Commodities and Bonds
- Bond yields ticked up, with the 10-year U.S. Treasuries yield rising 0.8 basis points to 1.565% on Friday after a market holiday on Thursday.
- Oil prices dipped as the market grappled with a stronger U.S. dollar along with concern over increasing U.S. inflation, and after OPEC cut its 2021 oil demand forecast due to high prices. Brent crude futures were down 0.65% at $82.33 per barrel while U.S. WTI futures dropped 0.58% to $81.12 per barrel.

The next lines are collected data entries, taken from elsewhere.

PR #8033, opened 2025-01-03
New Component: Dallas 2406

### LINKED ISSUE #1099: Support for 1-wire  DS2408  binary_sensor and switch

I would like to use communication between 1-wire binary_sensor and switch using DS2408 8-ch or DS2406 2-ch. It can be used in all directions, such as Relay control, status LED control via switch and binary sensor.
https://datasheets.maximintegrated.com/en/ds/DS2408.pdf

The problem is that I only have 3-wire attached to the buttons on the wall. I tried to use ADC 1115 as recommended, but this solution only works when using 3 - 6 buttons (I have 13 of them), above 6 I already have a problem using the "on_multi_click" function and I also have a problem with ADC when using ttp223 touch sensor . With 13 buttons, the voltage difference cannot be perfectly distinguished (fluctuates when the touch sensor is pressed). DALLAS ds2408 would solve this problem.
The ADC can be used with analog buttons. When using the ttp223 touch sensor, there is a high voltage fluctuation, especially for "on_multi_click". This is not very applicable to "on_multi_click", because only 6 buttons worked on 100% from using 13 buttons. If the switch could also be integrated into Dallas, I would be able to send 1-wire status using an LED. When using Dallas, it is possible to push 2 buttons at the same time, which is not possible with ADC.

**Additional context**

The integration of this solution into ESPhome would facilitate work over 1-wire with the used binary sensor and switch, which would probably be appreciated by several users who have few cables or it could also be used for the old 3-wire electrical installation.
circuit

autoantwort:

New Component for the Dallas 2406: https://www.analog.com/media/en/technical-documentation/data-sheets/ds2406.pdf

## Types of changes

- part of fixes https://github.com/esphome/feature-requests/issues/1099 

- https://github.com/esphome/esphome-docs/pull/4569

## Test Environment

- [ ] ESP32
- [ ] ESP32 IDF
- [x] ESP8266
- [ ] RP2040
- [ ] BK72xx
- [ ] RTL87xx

```yaml
# Example config.yaml
ds2406:  
  - address: 0x99000000c695bd12
    update_interval: 1s

switch:
  - platform: ds2406
    channel: 1
    name: "Channel 1"

binary_sensor:
  - platform: ds2406
    channel: 2
    name: "Channel 2"

```

## Checklist:

  - [x] Documentation added/updated in [esphome-docs](https://github.com/esphome/esphome-docs): https://github.com/esphome/esphome-docs/pull/4569


ssieb:
This should be renamed to something like `ds240x`.
You've implemented binary sensors under `sensor:`.  That's not going to work.
What you need to do is implement them as gpios.
```yaml
ds240x:
  id: switches
  address: <address here>

binary_sensor:
  - platform: gpio
    pin:
      ds240x: switches
      channel: 1

switch:
  - platform: gpio
    pin:
      ds240x: switches
      channel: 0
```

autoantwort:
> You've implemented binary sensors under sensor:. That's not going to work. 

Can you elaborate? It already works for me locally without problems. 

 > What you need to do is implement them as gpios.
 
 Where would I define the address and the update interval in your example?

ssieb:
> > You've implemented binary sensors under sensor:. That's not going to work.
> 
> Can you elaborate? It already works for me locally without problems.

You must have a `binary_sensor:` configured somewhere else.  But it will not be accepted like that.

> > What you need to do is implement them as gpios.
> 
> Where would I define the address and the update interval in your example?

I forgot about the address.  I've edited the previous comment for that.

A binary sensor does not have an update interval.  But yes, this is a slow device, so it probably won't work as a general gpio.  I guess you'll need something more like this:

```yaml
ds240x:
  id: switches
  address: <address here>
  update_interval: 500ms

binary_sensor:
  - platform: ds240x
    id: channel_1
    channel: 1

switch:
  - platform: ds240x
    id: channel_0
    channel: 0
```

autoantwort:
Ok so I guess the config will look something like
```yml
ds240x:
  - id: dev1
    address: <address here>
    update_interval: 500ms

binary_sensor:
  - platform: ds240x
    ds240x_id: dev1
    channel: 1

switch:
  - platform: ds240x
    ds240x_id: dev1
    channel: 0
```

Is there a similar construct at which I can take a look to have inspiration while coding? And afaics all the ds240x devices don't share any implementation details (except from being a 1-Wire device).

ssieb:
> Is there a similar construct at which I can take a look to have inspiration while coding?

There are a lot of kind of similar examples, but I can't think of one off-hand that has a switch as well.  Come to the #devs channel on the esphome discord server and we can help you with the details.

> And afaics all the ds240x devices don't share any implementation details (except from being a 1-Wire device).

Ok.  And I guess they're simple enough that there's not much code to share.

ssieb:
binary sensor also needs to be in a subdirectory.  And please rename to `ds2406`.

autoantwort:
> And please rename to `ds2406`.

Everywhere?

autoantwort:
Screenshot 2025-01-05 at 03 24 44
And in all the other components the file is also not in a subdir?

ssieb:
Everywhere except the descriptive log message.

ssieb:
The `status` one is only a binary sensor.
New components with sub-components must have this structure.  The `udp` one is a special case.

autoantwort:
So it gets `binary_sensor/init.py` and not `binary_sensor/binary_sensor.py` right ?

ssieb:
Just like you did with the switch part.  `__init__.py`

autoantwort:
Why should this be renamed to `ds_2406`, the other components are also called `dallas_xxx` ?

ssieb:
`ds2406`.  The only `dallas_*` one is `dallas_temp` because it's for multiple Dallas temperature sensors with different names.  The normal naming scheme for components is to use the chip name.

PR #270, opened 2017-01-16
Add Puppet PC1 repository to pbuilder

domcleal:
1. https://github.com/theforeman/foreman-packaging/issues/1491
1. this
1. https://github.com/theforeman/foreman-packaging/issues/1492


mmoll:
The PC1 and non-PC1 repos are enabled after this, I guess the selection of 3 vs. 4 will be puppet vs. puppet-agent?

domcleal:
Yes, that's right. Both will be needed as older branches will build against `puppet`.

mmoll:
allright, as puppet-agent doesn't seem to provide puppet, this should work...

mmoll:
merged, thanks @domcleal!

PR #271, opened 2017-01-19
Add name param to yum repo to make yum-cron happy

GregSutcliffe:
Hopefully prevents emails like this:

```
/etc/cron.hourly/0yum-hourly.cron:

Repository 'isimluk-openscap' is missing name in configuration, using id
```


mmoll:
Merged, thanks @GregSutcliffe!
Please report back, if that completely resolves the issue.

GregSutcliffe:
Sadly not. Looks like I misread the options for the `yumrepo` resource - according to https://docs.puppet.com/puppet/latest/types/yumrepo.html#yumrepo-attribute-descr we want to set `desc` not `name`. I'll send a new PR.

PR #273, opened 2017-01-26
Ensure Ansible is available on slaves

ehelms:


ehelms:
2.2 and i know they push out new each release to EPEL.

mmoll:
merged, thanks @ehelms!

If there should any Ansible version problems arise with Debian or Ubuntu slaves, please let me know.

PR #279, opened 2017-02-27
Create foreman_virt_who_configure master jenkins job

ares:


domcleal:
Merged, thanks @ares. It should be created within an hour or so.

PR #280, opened 2017-03-07
Update the foreman_virt_who_configure test job

ares:
It turned out that installing Katello breaks Foreman tests, so I can't use the normal plugin matrix. The test for this plugin can only run Katello test suite and it's own tests :-(

I hope I got it right, help would be appreciated since I'm not sure how jenkins job builder works exactly.


puppet/modules/jenkins_job_builder/files/theforeman.org/yaml/jobs/plugins/foreman_virt_who_configure.yaml
```diff
@@ -1,5 +1,28 @@
...
+      - string:
+          name: foreman_pr_git_ref
+          default:
+          description: 'Foreman Git ref for PR to test, usually the branch name'
     jobs:
       - 'test_plugin_{name}_{branch}'
+    builders:
+      - clone_foreman
+      - test_katello
+      - test_foreman_virt_who_configure
```
ehelms: Does foreman_virt_who link in to Katello enough to make running test_katello worth while?

ares: so far it does not modify Katello code directly (and I want to avoid it) but it requires Katello to live (e.g. organization#label) and introduces new SSO method that is only activated for [Katello::Api::Rhsm::CandlepinProxiesController](https://github.com/theforeman/foreman_virt_who_configure/blob/master/app/services/sso/basic_with_hidden.rb#L4)

I think it would be nice to know that this plugin does not break Katello. But if it's acceptable to add more code (e.g. monitoring incoming reports) to Katello code base and only use it if this plugin is installed (or make this plugin Katello dependency), maybe it's not worth it.

ehelms:
@ares OK - looks good to start with this.

ares:
Should this rebuild the job or do I need to delete it from jenkins first? Anyone knows? It seems it didn't change.

ehelms:
It should get auto updated when puppet runs.

ehelms:
@ares If needed, I can run update manually for you.

ares:
so something is wrong (probably on my side) since it still runs test_plugin_matrix with all 3 databases

PR #286, opened 2017-04-07
Added discovery 9.0 job

lzap:
Is it okay to keep N-1 stable version? @dLobato


domcleal:
Merged, thanks @lzap. If you no longer use the other job, please open a new PR and remove it.

lzap:
Thanks I would rather keep it until 10.0, we have some auto discovery issues I need to solve, they might be in 1.14 as well.

PR #288, opened 2017-04-10
Update release_plugins_test for 1.15

dLobatog:


puppet/modules/jenkins_job_builder/files/theforeman.org/yaml/jobs/release_plugins_test.yaml
```diff
@@ -14,20 +14,19 @@
...
           name: os
           values:
-          - el6
           - el7
           - f19
           - f21
           - f24
     execution-strategy:
-      combination-filter: 'os == "el7" || os == "f24" || (os == "el6" && (version == "1.12"))'
+      combination-filter: 'os == "el7" || os == "f24"
```
domcleal: Syntax error, missing quotation mark.

domcleal:
Made obsolete by d621426.

PR #291, opened 2017-04-20
enable testing for puppetdb plugin

timogoebel:


domcleal:
Merged, thanks @timogoebel. Webhook added to the repository too.

PR #292, opened 2017-04-21
use updated npm for Debian/stretch

mmoll:


mmoll:
I use a lauchpad PPA and a Ubuntu/zesty builder, which is a gross hack, but works fine.

domcleal:
Is this intended to replace the `npm install npm` that's usually in the `rules`? And/or in case it's removed from stretch?

mmoll:
The problem is that the npm coming with stretch is too old for the npm modules used in Foreman.

domcleal:
Yeah, though other distros use the main distro version to install a newer one locally (https://github.com/theforeman/foreman-packaging/blob/deb/1.15/debian/jessie/foreman/rules#L15). So this PR is intending to replace that?

mmoll:
oh... hm... let me check

mmoll:
I totally forgot about this. That's much better! :)

mmoll:
Reopening, as npm is not available for Debian/stretch in the debian.org archives now.

domcleal:
Is it possible to build this in foreman-packaging rather than adding the PPA?

mmoll:
> Is it possible to build this in foreman-packaging rather than adding the PPA?

I think there's currently no place for such a package, as the "dependencies" folder is limited to ruby packages (is it?). Another alternative would be to use the nodesource "sid" repo (I'm leaning towards using the node 6.x repo for all Debian based OSes when it has stretch builds anyway).

domcleal:
Yes, I was looking at the nodesource packages as a source of npm too. I'd prefer to use them as it's more well-known than your PPA, but would you like this merged still in the meantime?

ohadlevy:
just another thought, would the npm package that exists in debian would allow to install yarn? yarn can replace npm easily and also aligns with rails 5.1 using yarn as asset management tooling.

mmoll:
@ohadlevy that's is a different discussion, as the Rails 5.1 things, also require Ruby 2.2+ and Node 6.something. Also, yarn would need to get installed first, which would in turn require npm, presumably. ;)

mmoll:
@domcleal Yes, I'd like to get this merged for now and when the nodesource stretch repos are ready, I'll propose to raise the Node version in the whole Foreman project to the lowest 6.x version possible (probably the one that's in EPEL).

domcleal:
Merged, thanks @mmoll.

- Gold prices stayed near Wednesday’s five-month highs as investors sought inflation hedges. They last stood at $1,859 per ounce, near Wednesday’s high of $1,868.5.
- The dollar index rose to a 16-month high of 95.264 as the euro slipped to $1.1436, its lowest since July last year.
- The yen softened to 114.30 per dollar, near its four-year low hit last month.
Investors will digest earnings reports from some of the largest retailers in the U.S, some of China’s biggest internet and e-commerce giants, including Alibaba and JD.com, and economic data from across the world.